■ **Try it**
Go through the data below and copy each line that includes "distance".

_____

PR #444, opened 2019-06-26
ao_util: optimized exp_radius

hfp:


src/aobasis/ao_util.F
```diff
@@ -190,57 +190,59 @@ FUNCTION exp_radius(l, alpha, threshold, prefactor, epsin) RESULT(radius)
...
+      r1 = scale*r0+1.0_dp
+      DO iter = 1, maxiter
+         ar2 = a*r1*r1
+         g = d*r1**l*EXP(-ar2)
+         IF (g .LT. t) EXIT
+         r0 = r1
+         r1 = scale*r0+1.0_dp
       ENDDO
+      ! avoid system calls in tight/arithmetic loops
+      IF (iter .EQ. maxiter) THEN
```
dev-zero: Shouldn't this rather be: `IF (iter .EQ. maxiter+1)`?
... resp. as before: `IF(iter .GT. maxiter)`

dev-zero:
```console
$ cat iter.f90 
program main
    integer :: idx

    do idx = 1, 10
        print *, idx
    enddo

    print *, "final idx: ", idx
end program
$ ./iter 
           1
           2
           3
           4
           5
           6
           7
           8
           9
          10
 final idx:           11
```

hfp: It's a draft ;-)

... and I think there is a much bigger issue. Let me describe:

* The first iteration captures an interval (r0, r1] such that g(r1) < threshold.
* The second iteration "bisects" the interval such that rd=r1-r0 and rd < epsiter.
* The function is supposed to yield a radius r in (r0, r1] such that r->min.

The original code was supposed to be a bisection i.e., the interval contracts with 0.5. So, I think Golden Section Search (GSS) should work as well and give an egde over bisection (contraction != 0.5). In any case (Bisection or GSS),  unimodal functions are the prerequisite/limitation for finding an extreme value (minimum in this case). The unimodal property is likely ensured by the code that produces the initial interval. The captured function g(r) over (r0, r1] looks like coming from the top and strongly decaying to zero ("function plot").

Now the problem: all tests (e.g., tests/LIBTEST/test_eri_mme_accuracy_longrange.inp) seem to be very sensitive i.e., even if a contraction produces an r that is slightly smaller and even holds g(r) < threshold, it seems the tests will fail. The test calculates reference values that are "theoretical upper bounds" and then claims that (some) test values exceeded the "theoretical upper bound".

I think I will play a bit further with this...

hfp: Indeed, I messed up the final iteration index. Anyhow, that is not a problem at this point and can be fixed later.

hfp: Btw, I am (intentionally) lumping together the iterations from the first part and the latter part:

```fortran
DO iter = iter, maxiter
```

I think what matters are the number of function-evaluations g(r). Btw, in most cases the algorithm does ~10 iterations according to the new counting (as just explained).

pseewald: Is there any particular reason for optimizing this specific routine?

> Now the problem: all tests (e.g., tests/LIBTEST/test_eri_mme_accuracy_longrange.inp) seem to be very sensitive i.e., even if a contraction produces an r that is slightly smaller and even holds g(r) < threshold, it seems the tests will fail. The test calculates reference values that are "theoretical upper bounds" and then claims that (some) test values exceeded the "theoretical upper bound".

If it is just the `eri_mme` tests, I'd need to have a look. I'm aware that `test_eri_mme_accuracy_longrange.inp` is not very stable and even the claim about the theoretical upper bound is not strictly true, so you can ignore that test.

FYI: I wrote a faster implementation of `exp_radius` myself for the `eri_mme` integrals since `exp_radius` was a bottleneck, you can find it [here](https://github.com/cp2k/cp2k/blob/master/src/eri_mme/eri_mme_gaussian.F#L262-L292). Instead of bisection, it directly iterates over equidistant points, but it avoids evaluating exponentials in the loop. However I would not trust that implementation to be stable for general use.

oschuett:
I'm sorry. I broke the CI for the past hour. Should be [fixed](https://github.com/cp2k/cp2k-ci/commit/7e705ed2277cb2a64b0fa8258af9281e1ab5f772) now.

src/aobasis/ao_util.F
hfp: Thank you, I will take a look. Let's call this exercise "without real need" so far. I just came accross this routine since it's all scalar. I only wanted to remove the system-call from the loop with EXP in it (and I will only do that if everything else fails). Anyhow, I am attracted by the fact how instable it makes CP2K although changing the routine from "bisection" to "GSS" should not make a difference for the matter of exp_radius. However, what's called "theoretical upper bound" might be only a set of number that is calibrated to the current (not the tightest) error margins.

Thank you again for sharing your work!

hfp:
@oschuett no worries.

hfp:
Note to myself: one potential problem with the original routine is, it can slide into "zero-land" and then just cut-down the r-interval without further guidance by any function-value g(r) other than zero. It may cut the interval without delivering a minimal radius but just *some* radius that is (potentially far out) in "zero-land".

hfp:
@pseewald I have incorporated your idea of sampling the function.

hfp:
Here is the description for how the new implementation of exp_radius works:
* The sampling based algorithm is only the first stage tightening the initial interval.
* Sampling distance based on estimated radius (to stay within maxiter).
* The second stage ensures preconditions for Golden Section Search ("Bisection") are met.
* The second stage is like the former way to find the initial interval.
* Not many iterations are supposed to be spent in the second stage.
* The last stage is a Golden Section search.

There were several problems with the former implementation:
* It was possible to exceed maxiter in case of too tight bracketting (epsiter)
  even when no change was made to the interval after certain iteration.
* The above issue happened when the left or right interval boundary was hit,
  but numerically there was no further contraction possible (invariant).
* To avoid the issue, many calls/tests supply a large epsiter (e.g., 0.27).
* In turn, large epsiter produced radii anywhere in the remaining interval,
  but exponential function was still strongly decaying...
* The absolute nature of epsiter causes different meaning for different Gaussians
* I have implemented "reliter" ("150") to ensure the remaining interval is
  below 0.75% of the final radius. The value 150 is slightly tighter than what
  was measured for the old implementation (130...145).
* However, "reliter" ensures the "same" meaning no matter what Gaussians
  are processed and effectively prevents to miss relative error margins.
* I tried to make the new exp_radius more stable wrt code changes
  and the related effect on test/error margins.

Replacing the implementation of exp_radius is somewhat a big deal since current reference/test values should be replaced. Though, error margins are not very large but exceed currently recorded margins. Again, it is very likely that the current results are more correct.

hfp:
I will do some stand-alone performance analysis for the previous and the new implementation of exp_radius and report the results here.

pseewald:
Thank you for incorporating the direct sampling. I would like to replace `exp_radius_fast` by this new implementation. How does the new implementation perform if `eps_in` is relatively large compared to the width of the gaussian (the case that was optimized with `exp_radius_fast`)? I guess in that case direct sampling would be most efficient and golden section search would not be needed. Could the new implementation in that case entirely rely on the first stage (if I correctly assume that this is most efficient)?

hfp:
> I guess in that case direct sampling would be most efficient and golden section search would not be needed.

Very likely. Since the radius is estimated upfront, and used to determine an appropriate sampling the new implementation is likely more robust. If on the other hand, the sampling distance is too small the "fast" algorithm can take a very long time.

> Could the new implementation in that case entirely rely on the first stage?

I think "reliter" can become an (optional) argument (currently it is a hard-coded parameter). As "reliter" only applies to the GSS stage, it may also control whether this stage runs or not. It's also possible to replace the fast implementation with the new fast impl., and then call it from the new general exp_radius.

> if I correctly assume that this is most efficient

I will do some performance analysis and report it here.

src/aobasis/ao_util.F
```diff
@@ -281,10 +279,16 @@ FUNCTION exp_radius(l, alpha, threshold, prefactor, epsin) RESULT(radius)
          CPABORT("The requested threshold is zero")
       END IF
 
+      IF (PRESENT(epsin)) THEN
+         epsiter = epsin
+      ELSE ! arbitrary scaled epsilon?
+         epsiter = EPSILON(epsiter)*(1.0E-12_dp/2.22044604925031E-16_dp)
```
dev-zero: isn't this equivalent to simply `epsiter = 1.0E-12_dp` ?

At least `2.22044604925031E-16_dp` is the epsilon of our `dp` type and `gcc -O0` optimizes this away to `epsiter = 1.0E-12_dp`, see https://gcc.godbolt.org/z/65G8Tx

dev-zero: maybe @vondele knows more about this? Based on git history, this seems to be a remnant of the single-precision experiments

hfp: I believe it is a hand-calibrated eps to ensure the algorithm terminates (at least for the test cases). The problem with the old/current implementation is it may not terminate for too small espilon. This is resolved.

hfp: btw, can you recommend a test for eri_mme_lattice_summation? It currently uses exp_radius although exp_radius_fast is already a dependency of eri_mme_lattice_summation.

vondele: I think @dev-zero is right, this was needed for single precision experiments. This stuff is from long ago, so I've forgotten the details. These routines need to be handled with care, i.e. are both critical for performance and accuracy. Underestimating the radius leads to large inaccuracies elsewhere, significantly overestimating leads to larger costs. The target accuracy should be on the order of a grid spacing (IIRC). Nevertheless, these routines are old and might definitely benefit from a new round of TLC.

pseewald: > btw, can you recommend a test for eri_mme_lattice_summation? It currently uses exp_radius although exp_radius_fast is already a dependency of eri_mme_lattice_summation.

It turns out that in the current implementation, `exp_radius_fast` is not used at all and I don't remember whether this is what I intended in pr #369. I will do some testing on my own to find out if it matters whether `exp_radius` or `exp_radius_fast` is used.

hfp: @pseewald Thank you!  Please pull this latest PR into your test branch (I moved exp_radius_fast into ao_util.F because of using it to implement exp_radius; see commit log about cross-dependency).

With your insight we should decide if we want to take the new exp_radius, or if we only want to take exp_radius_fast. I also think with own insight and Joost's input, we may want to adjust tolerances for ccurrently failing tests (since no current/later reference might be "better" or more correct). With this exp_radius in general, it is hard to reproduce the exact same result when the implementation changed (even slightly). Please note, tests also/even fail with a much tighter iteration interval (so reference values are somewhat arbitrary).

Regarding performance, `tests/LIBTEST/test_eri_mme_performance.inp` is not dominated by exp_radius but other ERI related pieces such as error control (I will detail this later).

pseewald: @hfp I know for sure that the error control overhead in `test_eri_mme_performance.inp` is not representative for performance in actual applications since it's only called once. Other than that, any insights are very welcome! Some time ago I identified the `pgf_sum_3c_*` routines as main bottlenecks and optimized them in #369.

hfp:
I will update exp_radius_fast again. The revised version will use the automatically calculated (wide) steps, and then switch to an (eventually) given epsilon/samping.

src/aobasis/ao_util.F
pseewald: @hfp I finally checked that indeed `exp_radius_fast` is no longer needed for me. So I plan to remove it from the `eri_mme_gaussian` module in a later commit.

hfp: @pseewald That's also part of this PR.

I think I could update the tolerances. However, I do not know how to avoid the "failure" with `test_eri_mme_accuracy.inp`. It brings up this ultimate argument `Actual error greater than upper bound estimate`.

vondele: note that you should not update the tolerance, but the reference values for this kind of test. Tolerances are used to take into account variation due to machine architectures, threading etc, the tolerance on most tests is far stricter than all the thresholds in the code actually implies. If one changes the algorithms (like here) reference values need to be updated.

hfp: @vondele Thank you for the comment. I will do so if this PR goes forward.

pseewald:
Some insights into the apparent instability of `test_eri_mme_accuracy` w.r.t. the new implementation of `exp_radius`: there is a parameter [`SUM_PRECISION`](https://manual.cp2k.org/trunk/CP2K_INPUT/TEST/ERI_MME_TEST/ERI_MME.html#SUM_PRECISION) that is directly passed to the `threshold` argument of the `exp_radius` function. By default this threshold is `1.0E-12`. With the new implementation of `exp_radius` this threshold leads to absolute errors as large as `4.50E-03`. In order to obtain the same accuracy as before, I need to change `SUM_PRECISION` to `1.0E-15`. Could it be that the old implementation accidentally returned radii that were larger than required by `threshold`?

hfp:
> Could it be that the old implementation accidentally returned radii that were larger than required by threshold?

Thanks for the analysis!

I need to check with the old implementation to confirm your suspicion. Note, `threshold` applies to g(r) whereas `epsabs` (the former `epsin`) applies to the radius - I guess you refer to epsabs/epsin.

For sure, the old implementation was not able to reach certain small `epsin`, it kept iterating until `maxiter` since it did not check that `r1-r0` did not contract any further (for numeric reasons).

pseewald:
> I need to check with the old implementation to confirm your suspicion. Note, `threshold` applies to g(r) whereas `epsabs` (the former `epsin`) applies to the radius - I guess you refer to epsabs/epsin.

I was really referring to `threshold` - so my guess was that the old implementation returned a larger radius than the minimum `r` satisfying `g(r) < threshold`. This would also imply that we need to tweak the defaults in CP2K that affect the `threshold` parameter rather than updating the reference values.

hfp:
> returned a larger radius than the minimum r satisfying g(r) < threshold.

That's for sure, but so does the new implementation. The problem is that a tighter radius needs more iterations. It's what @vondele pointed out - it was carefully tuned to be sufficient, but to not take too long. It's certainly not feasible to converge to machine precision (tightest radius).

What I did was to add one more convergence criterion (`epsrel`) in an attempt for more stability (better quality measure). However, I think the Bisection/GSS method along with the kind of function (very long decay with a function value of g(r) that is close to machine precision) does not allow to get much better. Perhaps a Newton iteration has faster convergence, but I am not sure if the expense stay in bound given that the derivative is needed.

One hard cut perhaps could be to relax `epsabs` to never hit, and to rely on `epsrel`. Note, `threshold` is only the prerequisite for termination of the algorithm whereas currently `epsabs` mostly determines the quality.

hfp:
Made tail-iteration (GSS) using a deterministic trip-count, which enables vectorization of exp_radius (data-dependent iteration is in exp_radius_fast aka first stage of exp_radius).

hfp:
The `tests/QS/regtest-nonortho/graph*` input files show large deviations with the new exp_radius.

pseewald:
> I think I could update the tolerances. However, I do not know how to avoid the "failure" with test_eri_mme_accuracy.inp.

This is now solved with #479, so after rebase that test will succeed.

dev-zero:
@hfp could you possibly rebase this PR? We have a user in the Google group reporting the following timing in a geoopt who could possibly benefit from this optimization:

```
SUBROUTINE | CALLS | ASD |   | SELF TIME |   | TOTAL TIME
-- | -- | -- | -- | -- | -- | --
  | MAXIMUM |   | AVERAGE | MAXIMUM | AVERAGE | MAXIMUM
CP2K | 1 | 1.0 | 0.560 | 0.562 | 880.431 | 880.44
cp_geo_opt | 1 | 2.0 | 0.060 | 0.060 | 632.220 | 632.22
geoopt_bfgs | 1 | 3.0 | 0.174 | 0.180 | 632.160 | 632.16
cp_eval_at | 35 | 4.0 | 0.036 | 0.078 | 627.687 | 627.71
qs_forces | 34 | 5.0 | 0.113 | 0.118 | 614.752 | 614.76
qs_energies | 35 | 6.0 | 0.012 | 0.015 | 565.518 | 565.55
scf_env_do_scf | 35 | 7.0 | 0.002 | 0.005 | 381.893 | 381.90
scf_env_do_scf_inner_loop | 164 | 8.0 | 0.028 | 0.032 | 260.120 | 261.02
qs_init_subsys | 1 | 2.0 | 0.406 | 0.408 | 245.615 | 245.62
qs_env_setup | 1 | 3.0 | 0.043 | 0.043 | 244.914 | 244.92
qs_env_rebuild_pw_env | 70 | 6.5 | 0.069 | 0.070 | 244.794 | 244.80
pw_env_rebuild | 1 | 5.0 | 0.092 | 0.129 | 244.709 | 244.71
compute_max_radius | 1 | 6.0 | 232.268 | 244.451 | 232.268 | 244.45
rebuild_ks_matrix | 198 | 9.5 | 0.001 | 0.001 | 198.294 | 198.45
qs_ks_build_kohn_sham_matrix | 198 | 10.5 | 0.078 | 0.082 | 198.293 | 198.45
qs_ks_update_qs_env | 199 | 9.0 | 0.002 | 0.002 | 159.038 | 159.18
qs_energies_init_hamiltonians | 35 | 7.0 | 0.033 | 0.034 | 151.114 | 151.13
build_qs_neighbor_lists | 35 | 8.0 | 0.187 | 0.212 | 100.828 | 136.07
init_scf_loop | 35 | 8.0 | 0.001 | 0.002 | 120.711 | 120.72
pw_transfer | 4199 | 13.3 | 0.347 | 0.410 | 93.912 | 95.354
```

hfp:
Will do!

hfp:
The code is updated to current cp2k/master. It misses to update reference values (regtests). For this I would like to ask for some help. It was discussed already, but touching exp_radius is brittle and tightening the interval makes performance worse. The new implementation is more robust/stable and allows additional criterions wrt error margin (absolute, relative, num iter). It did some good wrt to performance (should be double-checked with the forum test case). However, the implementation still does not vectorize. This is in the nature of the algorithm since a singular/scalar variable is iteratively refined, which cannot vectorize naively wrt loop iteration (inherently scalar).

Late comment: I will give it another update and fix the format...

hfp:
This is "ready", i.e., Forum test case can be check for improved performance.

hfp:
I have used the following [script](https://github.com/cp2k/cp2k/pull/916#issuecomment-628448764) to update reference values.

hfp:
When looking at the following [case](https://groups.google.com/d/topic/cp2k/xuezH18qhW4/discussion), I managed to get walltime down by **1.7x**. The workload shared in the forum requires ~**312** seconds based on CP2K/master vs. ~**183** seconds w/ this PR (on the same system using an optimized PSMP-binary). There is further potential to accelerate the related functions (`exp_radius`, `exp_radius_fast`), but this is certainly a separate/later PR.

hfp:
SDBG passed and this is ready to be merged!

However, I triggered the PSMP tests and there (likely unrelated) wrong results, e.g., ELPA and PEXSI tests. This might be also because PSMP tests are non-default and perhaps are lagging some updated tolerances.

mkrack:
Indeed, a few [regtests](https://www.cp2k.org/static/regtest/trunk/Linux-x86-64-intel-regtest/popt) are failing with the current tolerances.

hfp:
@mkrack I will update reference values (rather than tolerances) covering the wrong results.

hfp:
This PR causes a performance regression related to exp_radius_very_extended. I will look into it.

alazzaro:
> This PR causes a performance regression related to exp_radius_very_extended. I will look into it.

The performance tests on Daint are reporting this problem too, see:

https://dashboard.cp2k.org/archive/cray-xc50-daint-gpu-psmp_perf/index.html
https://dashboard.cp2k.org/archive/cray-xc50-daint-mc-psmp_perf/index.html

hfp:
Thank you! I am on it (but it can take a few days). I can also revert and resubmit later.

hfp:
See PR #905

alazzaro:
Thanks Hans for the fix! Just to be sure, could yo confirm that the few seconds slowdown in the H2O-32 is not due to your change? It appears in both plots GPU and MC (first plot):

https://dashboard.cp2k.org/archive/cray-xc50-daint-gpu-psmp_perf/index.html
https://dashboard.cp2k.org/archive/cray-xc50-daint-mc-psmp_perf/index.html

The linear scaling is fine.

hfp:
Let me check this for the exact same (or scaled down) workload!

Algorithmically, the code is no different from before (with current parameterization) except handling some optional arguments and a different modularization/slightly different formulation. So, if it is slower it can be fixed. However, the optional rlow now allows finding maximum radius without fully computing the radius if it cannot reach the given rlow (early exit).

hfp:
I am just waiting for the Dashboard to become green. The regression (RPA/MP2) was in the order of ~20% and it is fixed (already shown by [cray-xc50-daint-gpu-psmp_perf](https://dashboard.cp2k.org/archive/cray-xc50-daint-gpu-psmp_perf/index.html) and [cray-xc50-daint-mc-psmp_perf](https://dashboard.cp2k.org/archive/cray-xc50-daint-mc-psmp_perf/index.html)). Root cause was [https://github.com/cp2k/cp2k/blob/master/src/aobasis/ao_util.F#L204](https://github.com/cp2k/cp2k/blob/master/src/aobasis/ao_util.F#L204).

_____

■ **Task answer**
* Sampling distance based on estimated radius (to stay within maxiter).
Very likely. Since the radius is estimated upfront, and used to determine an appropriate sampling the new implementation is likely more robust. If on the other hand, the sampling distance is too small the "fast" algorithm can take a very long time.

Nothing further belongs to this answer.